■ WHAT NEEDS TO BE DONE: Only the number is needed. Please count the lines below in which the word "reason" occurs.

[Extracted data entries]
•••

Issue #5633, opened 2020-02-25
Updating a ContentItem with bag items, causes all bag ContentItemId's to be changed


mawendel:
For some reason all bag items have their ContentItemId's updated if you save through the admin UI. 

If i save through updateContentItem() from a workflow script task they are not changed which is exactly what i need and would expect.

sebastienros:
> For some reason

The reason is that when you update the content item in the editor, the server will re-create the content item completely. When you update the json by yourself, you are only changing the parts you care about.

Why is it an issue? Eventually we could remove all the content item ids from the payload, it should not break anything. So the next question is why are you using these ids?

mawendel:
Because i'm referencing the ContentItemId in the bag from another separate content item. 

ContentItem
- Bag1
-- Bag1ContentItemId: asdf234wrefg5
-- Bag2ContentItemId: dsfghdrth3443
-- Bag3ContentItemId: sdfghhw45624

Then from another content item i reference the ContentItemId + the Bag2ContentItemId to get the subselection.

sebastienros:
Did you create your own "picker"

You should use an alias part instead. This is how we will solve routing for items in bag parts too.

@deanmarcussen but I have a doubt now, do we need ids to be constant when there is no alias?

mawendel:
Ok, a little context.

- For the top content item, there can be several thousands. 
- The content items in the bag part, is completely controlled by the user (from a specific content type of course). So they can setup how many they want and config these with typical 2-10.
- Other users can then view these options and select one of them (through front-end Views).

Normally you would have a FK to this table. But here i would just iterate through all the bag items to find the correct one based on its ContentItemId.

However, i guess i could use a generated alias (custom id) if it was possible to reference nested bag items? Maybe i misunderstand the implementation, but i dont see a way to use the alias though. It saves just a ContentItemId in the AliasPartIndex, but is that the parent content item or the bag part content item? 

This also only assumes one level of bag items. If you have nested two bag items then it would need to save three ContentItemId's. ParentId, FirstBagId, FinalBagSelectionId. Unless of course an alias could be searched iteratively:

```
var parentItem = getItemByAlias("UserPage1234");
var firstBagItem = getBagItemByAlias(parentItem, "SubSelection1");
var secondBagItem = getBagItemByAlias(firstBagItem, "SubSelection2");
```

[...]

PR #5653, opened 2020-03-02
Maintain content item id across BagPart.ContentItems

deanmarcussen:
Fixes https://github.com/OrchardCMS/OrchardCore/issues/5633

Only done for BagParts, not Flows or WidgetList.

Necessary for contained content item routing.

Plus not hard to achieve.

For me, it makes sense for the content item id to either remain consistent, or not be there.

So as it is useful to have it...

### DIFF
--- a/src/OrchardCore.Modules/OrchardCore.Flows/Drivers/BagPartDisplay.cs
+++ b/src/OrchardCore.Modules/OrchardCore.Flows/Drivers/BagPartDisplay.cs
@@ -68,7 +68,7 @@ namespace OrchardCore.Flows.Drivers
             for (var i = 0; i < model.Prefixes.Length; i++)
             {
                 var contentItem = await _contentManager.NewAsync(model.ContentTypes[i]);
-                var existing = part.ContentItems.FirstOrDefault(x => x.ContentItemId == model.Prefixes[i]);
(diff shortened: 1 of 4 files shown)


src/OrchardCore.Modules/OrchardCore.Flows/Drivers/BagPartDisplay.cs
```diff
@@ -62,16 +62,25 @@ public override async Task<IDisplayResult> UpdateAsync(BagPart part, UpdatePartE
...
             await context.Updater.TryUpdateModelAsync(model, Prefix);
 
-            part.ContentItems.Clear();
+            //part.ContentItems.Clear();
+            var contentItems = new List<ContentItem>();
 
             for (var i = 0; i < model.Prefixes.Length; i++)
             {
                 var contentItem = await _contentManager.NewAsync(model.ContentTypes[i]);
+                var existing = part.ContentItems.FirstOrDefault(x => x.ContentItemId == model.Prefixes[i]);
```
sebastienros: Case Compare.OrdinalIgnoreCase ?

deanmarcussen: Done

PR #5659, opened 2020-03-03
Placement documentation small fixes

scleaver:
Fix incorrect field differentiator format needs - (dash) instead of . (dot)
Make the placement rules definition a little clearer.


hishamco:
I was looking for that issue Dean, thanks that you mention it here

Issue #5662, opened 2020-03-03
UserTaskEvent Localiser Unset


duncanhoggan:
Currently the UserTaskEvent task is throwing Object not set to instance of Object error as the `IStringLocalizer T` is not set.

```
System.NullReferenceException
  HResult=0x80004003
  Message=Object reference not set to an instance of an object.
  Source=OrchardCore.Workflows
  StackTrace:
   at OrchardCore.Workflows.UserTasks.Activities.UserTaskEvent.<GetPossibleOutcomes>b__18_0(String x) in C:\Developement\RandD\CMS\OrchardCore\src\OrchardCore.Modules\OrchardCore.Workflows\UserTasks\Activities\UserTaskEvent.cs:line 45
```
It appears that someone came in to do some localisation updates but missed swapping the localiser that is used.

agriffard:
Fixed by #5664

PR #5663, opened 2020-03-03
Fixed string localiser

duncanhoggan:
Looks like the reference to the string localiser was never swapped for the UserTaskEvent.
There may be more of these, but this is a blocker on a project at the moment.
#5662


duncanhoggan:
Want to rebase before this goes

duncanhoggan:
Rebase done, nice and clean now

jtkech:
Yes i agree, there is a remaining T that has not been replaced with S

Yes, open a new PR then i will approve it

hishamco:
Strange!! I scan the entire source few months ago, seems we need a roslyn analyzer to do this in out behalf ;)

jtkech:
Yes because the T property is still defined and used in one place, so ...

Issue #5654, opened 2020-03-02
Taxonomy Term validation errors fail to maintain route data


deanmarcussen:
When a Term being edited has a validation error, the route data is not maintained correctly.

•••

■ YOUR RESPONSE: 3